Staying in the Alto Douro
During the fall harvest
If you are interested in visiting the Alto Douro during the fall harvest, accommodations must be reserved at least 10 months in advance, if not a full year. Most hotel rooms in and around Pinhão and Régua were completely booked by late October for next years harvest, which generally starts in early September and ends before the end of October, depending on the weather. This year’s harvest started earlier because of the warm weather and continued for six weeks.
A room with a view
The Douro River Valley boasts a luxurious resort hotel, spa hotels, gracious manor homes and working wine estates, quintas, where one can relax after a full day of wine touring and exploring the graceful Baroque churches and Cistercian monasteries in the immediate area.
Besides staying at the Vintage House, we have also based ourselves in the center of the appellation a few minutes drive from Pinhão in the very heart of the port wine producing area at the Hotel Rural Quinta do Pego, a small 10-room boutique property which enjoys a privileged location in the most prestigious section of the Alto Douro, overlooking the river from its southern, or left bank. Fall sunsets here are spectacular.
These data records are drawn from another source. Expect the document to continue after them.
PR #5344, opened 2017-08-02
ISPN-4038 CustomFailurePolicyTxTest.testPrepareFailure random failures

pruivo:
https://issues.jboss.org/browse/ISPN-4038

### DIFF
--- a/core/src/test/java/org/infinispan/xsite/backupfailure/tx/BaseBackupTxFailureTest.java
+++ b/core/src/test/java/org/infinispan/xsite/backupfailure/tx/BaseBackupTxFailureTest.java
@@ -3,8 +3,9 @@ package org.infinispan.xsite.backupfailure.tx;
 import static org.testng.AssertJUnit.assertEquals;
 import static org.testng.AssertJUnit.assertNull;
 
-import javax.transaction.xa.XAException;
+import javax.transaction.RollbackException;
 
+import org.infinispan.commons.CacheException;
 import org.infinispan.configuration.cache.BackupFailurePolicy;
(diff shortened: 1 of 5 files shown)


core/src/test/java/org/infinispan/xsite/backupfailure/tx/BaseBackupTxFailureTest.java
```diff
@@ -33,11 +32,10 @@ protected void createSites() {
       backup("LON").getAdvancedCache().getAsyncInterceptorChain().addInterceptor(failureInterceptor, 1);
    }
 
-   @Test(groups = {"xsite", "unstable"})
    public void testPrepareFailure() {
       failureInterceptor.enable();
       try {
-         Exceptions.expectException(XAException.class, () -> cache("LON", 0).put("k", "v"));
+         Exceptions.expectException(CacheException.class, () -> cache("LON", 0).put("k", "v"));
```
tristantarrant: You could use Exceptions.expectException(CacheException.class, RollbackException.class, () -> cache("LON", 0).put("k", "v"));
I noticed the XAException is now a suppressed exception inside the RollbackException, but exploring the whole exception hierarchy might be overkill

pruivo: The `XaException` are never seen by the user. they are only there for interaction between the `TransactionManager` and the `XaResource`/`Synchronization`. 
I'll change to check for `RollbackException`

tristantarrant:
Good stuff. merged.

tristantarrant:
Merged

The Quinta de Santo António de Adorigo, on the left bank, has 9 double rooms and a pool, and is only a few minutes downriver from Quinta do Pego.
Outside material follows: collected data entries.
PR #5345, opened 2017-08-02
ISPN-8167 Archive debug logs in CI

danberindei:
https://issues.jboss.org/browse/ISPN-8167

Personally I'm hoping to get more info about the `SiteStatementTest` random failure...

### DIFF
--- a/Jenkinsfile
+++ b/Jenkinsfile
@@ -47,6 +47,9 @@ pipeline {
                 junit testResults: '**/target/*-reports*/*.xml',
                         testDataPublishers: [[$class: 'ClaimTestDataPublisher']],
                         healthScaleFactor: 100
+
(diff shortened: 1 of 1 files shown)


pruivo:
@danberindei it looks good to me... but aren't we having problems with disk space? when are they deleted?

danberindei:
@pruivo The zipped logs are ~ 40MB per build, which means < 10GB for 200 builds, so we should be fine. We ran out of disk space on the Jenkins server mostly because of a few 8.2.x builds that had > 2GB of logs (ISPN-8170).

pruivo:
ok. going to merge

pruivo:

tristantarrant:
Tried using tar cJf. The savings are great:

41852 logs-PR-5365-2.zip  17152 logs.tar.xz

PR #95, opened 2021-01-15
Fix drains option

verseve:


visr (changes requested):
Would be good to add a regression test for this. I tried quickly to verify that it works by adding a test but it still fails somewhere:

https://github.com/Deltares/Wflow.jl/pull/95/checks?check_run_id=1709389774#step:6:104

visr (approved):

PR #106, opened 2021-02-04
doy should not exceeed 365

verseve:
small fix, doy is used to lookup the column in a HQ table, Q has as maximum of 365.


laurenebouaziz:
this fixes the issue, model runs for 1980-12-31

PR #114, opened 2021-03-19
Check params

verseve:
Review and changes of struct parameters to get a bit more consistency. An example: changing the Manning's n parameter when the model was already initialized did not result in any changes, because the update of the alpha parameter was only part of the initialization and not the update of the model. Changing parameters after initialization remains tricky, and requires detailed knowledge of the model.


visr:
Looks mostly good, great to see the reduction in code.
Looking at `altitude`, is it correct that for `sbm_gwf` altitude is now under `input` in the toml, whereas for other models it is under `input.vertical`? What is the reason for this difference? This change here:

https://github.com/Deltares/Wflow.jl/pull/114/commits/4028bd18357edf0109f09ad16a1481858dc7f97d#diff-5091fa59158833690f71ac46441bdc5de6c5a40b1fd099edebbe8ab21b8054dd

is technically a breaking change to the config file input. If we want that, we should think a bit more about how to approach breaking changes.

The Quinta Nova, with 11 rooms, with panoramic views of the vineyards and the river, is celebrating their 250 year, sits on the northern bank overlooking the river. You can arrive by train, helicopter, car or bus, or boat at their own pier.
The 42-room hotel Delfim Douro sits atop a mountain overlooking the Douro a 10-minute driver downriver from Régua.
Quinta do Crasto also sits high above the Douro on the right bank between Régua and Pinhão and can be reached by car, train, boat or helicopter, but sadly, no longer offers accommodations unless you’re a buyer.
Quinta de la Rosa is only a few minutes by car from the train station in Pinhão, where you can find a taxi when you arrive.
Quinta do Vallado‘s upscale 8-room wine hotel, which opened in 2005, and designed by Architect Francisco Vieira de Campos, sits above the Corgo river, a tributary of the Douro, offers one of the nicest stays in the Alto Douro. There are also 5 suites in the original house, which once belonged to Dona Antónia Adelaide Ferreira. It’s new boutique 6-suite property, Casa do Rio, is located 100 kms upriver from Régua, in Castelo Melhor – Vila Nova de Foz Côa. A unique property, it sits between the vineyards and the river, offering a spectacular view of the Douro, but is more suitable for a great weekend get-away than wine touring.
Beyond the vineyards
The Alto Douro is all about the landscape and the best viewpoints, or miradouros, to see the unforgettable scenery are Casal de Loivos Miradouro, which overlooks the river from high above Pinhão. São Leonardo de Galafura, above Régua, and the highest point of the entire Douro Valley. São Salvador do Mundo, where you will find a sanctuary at the top of the hill, and where the panoramic view of Cachão da Valeira, or Valeira gorge, is very impressive. There is also the view from the Museu do Côa, where the Côa river meets the Douro.
The village of Lamego, and the “Stairway to Heaven”, which leads up 686 steps to the stunning Sanctuary of Nossa Senhora dos Remédios, is located on the banks of the Balsemão River, a 20-minute drive south of Régua and well worth a visit. Here you’ll also find the small, historic chapel of São Pedro de Balsemão and the Museu de Lamego, possibly Portugal’s best museum.
The Parque Arqueológico do Vale do Côa, with its major Paleolithic carved rock sits along the west bank of the Côa river where it meets the Douro, near the village of ila Nova de Foz Côa and can be reached by car or boat.
The walled village of Castelo Rodrigo, and the historic medieval castle, Castelo de Castelo Rodrigo, lies 30 minutes drive south of Barca de Alva, on the road to Salamanca.